Let’s say you buy a new battery. You use it for a month and its voltage drops to 1.4. It’s now ostensibly dead at 1.4 volts, but if you slip on a Batteriser, its output increases to 1.5 volts for another month. That’s already a 2x increase in battery life.



 Batteroo
Eventually the battery’s natural, unboosted output drops to 1.3 volts—but Batteriser keeps it at 1.5 volts for another month. Now you’ve realized a 3x increase in battery life. And so on, and so on. Roohparvar says Batteriser can continue to deliver a 1.5 volt charge in batteries that have discharged down to 0.6 volts.

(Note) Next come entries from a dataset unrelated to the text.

Issue #38, opened 2021-03-02
Implement apply method that appends result to data and / or forces promotion


glennmoy:
Related to #12 

We have two methods for applying a transform to data
* `apply` takes the transform but preserves the original `data`
* `apply!` takes the transform and mutates the original `data` in-place

While `apply` is universally supported, `apply!` is only supported for transforms that can directly replace the input.

In one case, this means it needs the output to be the same type:

```julia
julia> p = Power(1.2);

julia> x = Int64[1, 2, 3];

julia> FeatureTransforms.apply(x, p)
3-element Array{Float64,1}:
 1.0
 2.2973967099940698
 3.7371928188465517

julia> FeatureTransforms.apply!(x, p)
ERROR: InexactError: Int64(2.2973967099940698)
```

In this example, we might just want to force the type promotion. 
But another simple case arises when the output is a different shape to the input.
Consider `LinearCombination`, which typically takes more than 1 input but produces just 1 output:

```julia
lc = LinearCombination([1, -1])
A = [1 2; 5 9]

julia> FeatureTransforms.apply(A, lc);  # works

julia> FeatureTransforms.apply!(A, lc)
ERROR: DimensionMismatch("tried to assign 2 elements to 4 destinations")
```

Note that this kind of transform is Many-to-One, so would expect similar problems for One-to-Many and Many-to-Many.

We therefore might want some `apply`-like methods that would:
1. Force mutation of the input (where possible) for One-to-One transforms by converting the underlying types.
2. Append the input with the result (where possible) for Many-to-One, One-to-Many, or Many-to-Many transforms.

Given the types of problems these are solving it might be desirable to have these achieved by separate methods.
But note that it's possible to solve both problems using (2) and this would be a consistent behaviour.

Here are some ideas for how we might approach the solution:
1. Special keyword args: `apply!(...; force=true)`, `apply!(...; append=true)`.
2. Special methods: `apply_force!`, `apply_and_append!`, also `apply!!` (cf https://github.com/JuliaFolds/BangBang.jl)
3. Define traits based on the transform [cardinality](https://en.wikipedia.org/wiki/Cardinality_(data_modeling)) with special rules in place for, e.g., `apply!!(x, ::OnetoOne; kwargs...`), `apply!!(x, ::ManytoOne; kwargs...)`, `apply!!(x, ::ManytoMany; kwargs...)`.

This also opens the question of how to name the columns for the appended data for a Table.
Should it be provided by the user? or automatically generated?

[...]

PR #40, opened 2021-03-02
RFC: Implement appending apply function

glennmoy:
POC for #38 

A few things to note
* I don't like the idea of this being a separate transform. I think it would just create extra steps to do exactly what we're doing here.
* I'm not against naming the method `apply_and_append` (or similar). I chose `apply!!` because of its brevity and I think it can be regarded as a reasonable extension to `apply` and `apply!`. Points against is that it might be easy to confuse?
* Case in point, the `!!` syntax would imply that the input is mutated directly. Right now it isn't but we might be able to do this if we want (I would be in favour given the above).
* This doesn't (directly) solve the issue of type promotion. I think, given how `apply!` is going to be used it might make sense for it to be able to do that? (I'm not aware of any implicit understand behind `!`-functions that preclude doing this?)

```julia

julia> p = Power(3);

julia> FeatureTransforms.apply!!(df, p; cols=[:a, :b], new_cols=[:a3, :b3])
5×4 DataFrame
 Row │ a      b      a3     b3    
     │ Int64  Int64  Int64  Int64 
─────┼────────────────────────────
   1 │     1      5      1    125
   2 │     2      4      8     64
   3 │     3      3     27     27
   4 │     4      2     64      8
   5 │     5      1    125      1

julia> M = reshape(1:9, 3, 3)
3×3 reshape(::UnitRange{Int64}, 3, 3) with eltype Int64:
 1  4  7
 2  5  8
 3  6  9

julia> FeatureTransforms.apply!!(M, p; dims=1, inds=1)
4×3 Array{Int64,2}:
 1   4    7
 2   5    8
 3   6    9
 1  64  343
```

### DIFF
--- a/src/apply.jl
+++ b/src/apply.jl
@@ -112,3 +112,29 @@ function apply!(table::T, t::Transform; cols=nothing, kwargs...)::T where T
 
     return table
 end
+
+"""
+    apply!!(A::AbstractArray, ::Transform; dims=1, kwargs...)
+
+Applies the [`Transform`](@ref) to each element of `A` and appends the result to `A`, if
+possible, creating a new array.
+"""
+function apply!!(data::AbstractArray, t; dims=1, kwargs...)
+    other_dims = setdiff(1:length(size(data)), dims)
+    output = FeatureTransforms.apply(data, t; dims=1, kwargs...)
+    return cat(data, output; dims=other_dims)
+end
+
+"""
+    apply!!(table::T, ::Transform; col=nothing, new_names)::T where T
+
+Applies the [`Transform`](@ref) to each of the specified columns in the `table` and appends
+the result into a new table, if possible, with the given `new_names`.
+If no `cols` are specified, then the [`Transform`](@ref) is applied to all columns.
+"""
+function apply!!(table::T, t; new_names, kwargs...) where T
+    Tables.istable(table) || throw(MethodError(apply, (table, t)))
+    result = NamedTuple{Tuple(new_names)}(apply(table, t; kwargs...))
+    table = merge(Tables.columntable(table), result)
+    return T <: NamedTuple ? table : T(table)
+end
--- a/src/apply.jl
+++ b/src/apply.jl
@@ -119,23 +119,27 @@ end
 Applies the [`Transform`](@ref) to each element of `A` and appends the result to `A`, if
 possible, creating a new array.
 """
-function apply!!(data::AbstractArray, t; dims, kwargs...)::AbstractArray
-    output = apply(data, t; dims=dims, kwargs...)
+#TODO: syntax would imply this is mutating. Should we make it so a new array isn't constructed?
+function apply!!(data::AbstractArray, t; dims, inds=Colon(), kwargs...)::AbstractArray
+    output = apply(data, t; dims=dims, inds=inds, kwargs...)
     new_size = collect(size(data))
-    setindex!(new_size, 1, dims)
+    inds == Colon() || setindex!(new_size, 1, dims)  # no need to reshape if all inds are used
     return cat(data, reshape(output, new_size...); dims=dims)
 end
 
 """
-    apply!!(table, ::Transform; col=nothing, new_names)
+    apply!!(table, ::Transform; col=nothing, new_cols)
 
 Applies the [`Transform`](@ref) to each of the specified columns in the `table` and appends
-the result into a new table, if possible, with the given `new_names`.
+the result into a new table, if possible, with the given `new_cols`.
 If no `cols` are specified, then the [`Transform`](@ref) is applied to all columns.
 """
-function apply!!(table, t; new_names, kwargs...)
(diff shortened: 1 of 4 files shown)


src/transformers.jl
```diff
@@ -145,3 +145,29 @@ function apply!(table::T, t::Transform; cols=nothing, kwargs...)::T where T
...
+
+Applies the [`Transform`](@ref) to each of the specified columns in the `table` and appends
+the result into a new table, if possible, with the given `new_names`.
+If no `cols` are specified, then the [`Transform`](@ref) is applied to all columns.
+"""
+function apply!!(table::T, t; new_names, kwargs...) where T
+    Tables.istable(table) || throw(MethodError(apply, (table, t)))
+    result = NamedTuple{Tuple(new_names)}(apply(table, t; kwargs...))
+    table = merge(Tables.columntable(table), result)
+    return T <: NamedTuple ? table : T(table)
```
glennmoy, line 172: not happy about this part - would be nice if `NamedTuple` constructor were idempotent

src/transformers.jl
```diff
@@ -145,3 +145,29 @@ function apply!(table::T, t::Transform; cols=nothing, kwargs...)::T where T
 
     return table
 end
+
+"""
+    apply!!(A::AbstractArray, ::Transform; dims=1, kwargs...)
+
+Applies the [`Transform`](@ref) to each element of `A` and appends the result to `A`, if
+possible, creating a new array.
```
glennmoy, line 153: >creating a new array

I'd ideally have liked this to be mutating but it appending doesn't really work like that AFAIK

src/apply.jl
```diff
@@ -112,3 +112,34 @@ function apply!(table::T, t::Transform; cols=nothing, kwargs...)::T where T
...
     return table
 end
+
+"""
+    apply!!(A::AbstractArray, ::Transform; dims=1, kwargs...)
+
+Applies the [`Transform`](@ref) to each element of `A` and appends the result to `A`, if
+possible, creating a new array.
+"""
+#TODO: syntax would imply this is mutating. Should we make it so a new array isn't constructed?
```
nicoleepp, line 122: I am ok using `!!` but if we do we should try to follow the convention for what this already means in the wild, which I believe is mutating if possible, and if not it creates a new type, doing type promotions if needed

https://juliafolds.github.io/BangBang.jl/dev/

glennmoy: If we did use `apply!!` to do that, what syntax would you suggest for and "apply and append" method?

nicoleepp: I dont think it excludes appending?

glennmoy: I'm confused...the behaviour that BangBang follows doesn't do the "appending" step automatically AFAIK. It does type promotion instead (which is not exactly what we're looking for here)

nicoleepp: I'm partial to just adding a kwarg `append=true`

glennmoy: Just to note there are more [use-cases](https://github.com/mcabbott/AxisKeys.jl/blob/master/src/push.jl#L76-L83) that I found in the wild where it suggests that `!!` is "appending" the input.

glennmoy:
Just to note there are more [use-cases](https://github.com/mcabbott/AxisKeys.jl/blob/master/src/push.jl#L76-L83) that I found in the wild where it suggests that `!!` is "appending" the input.

src/apply.jl
glennmoy: It wouldn't be my preferred way of doing it but I can be convinced. Admittedly, it's because I'm biased against adding another keyword argument (c.f. `name`) and I quite like the elegance of `apply!!`.

src/apply.jl
```diff
@@ -112,3 +112,34 @@ function apply!(table::T, t::Transform; cols=nothing, kwargs...)::T where T
...
+function apply!!(data::AbstractArray, t; dims, inds=Colon(), kwargs...)::AbstractArray
+    output = apply(data, t; dims=dims, inds=inds, kwargs...)
+    new_size = collect(size(data))
```
bencottier, line 125:
```suggestion
    append_size = collect(size(data))
```
I was confused thinking this was the new size of the whole output

src/apply.jl
bencottier: To me, including the append in `apply!!` is _bending_ the interface, because it's this extra thing that's not explicit in the BangBang doc, and I can't find a function in BangBang that's analogous. (Any relevant examples out side BangBang.jl ?). But it's not clearly breaking it either.

I also think there's reason to provide a definitely-not-mutating apply-and-append, so e.g. we have `apply_append` and also `apply_append!!`.

glennmoy: Yeah I've cooled off the `apply!!` syntax. If you check slack you'll see that it comes with an implicit understanding of what it does so in this case we'd be deviating from that. I'm going with an `apply_append` method instead.

glennmoy:
Closing in favour of https://github.com/invenia/FeatureTransforms.jl/pull/69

There are more than eight 0.1 volt steps between 0.6 and 1.5 volts, so, in grossly simplified terms, the Batteriser can extend operational battery life somewhere around a factor of eight.

And here’s an interesting tidbit in Batteroo’s patent: Voltage drops aren’t linear, and this plays to the consumer’s advantage:

“The time it takes for the battery voltage to drop by 0.1V is longer at lower voltages versus at higher voltages. That means that if a constant current was drawn from the battery, it would take the battery a lot longer to discharge from 1.2V to 1.1V than it would from 1.5V to 1.4V. This means that the extent to which the battery life is increased could be even higher.”




It’s always nice to see a patent drawing that bears a passing resemblance to the final product. The patent number is US 20120121943 A1, and was published in May 2012.

The company says Batteriser has an unlimited shelf life, and can be used again and again assuming the sleeves aren’t damaged. Oh, and in case you were wondering (I was): Batteroo says the sleeve and its boost circuitry doesn’t introduce any extra risk of chemical leakage.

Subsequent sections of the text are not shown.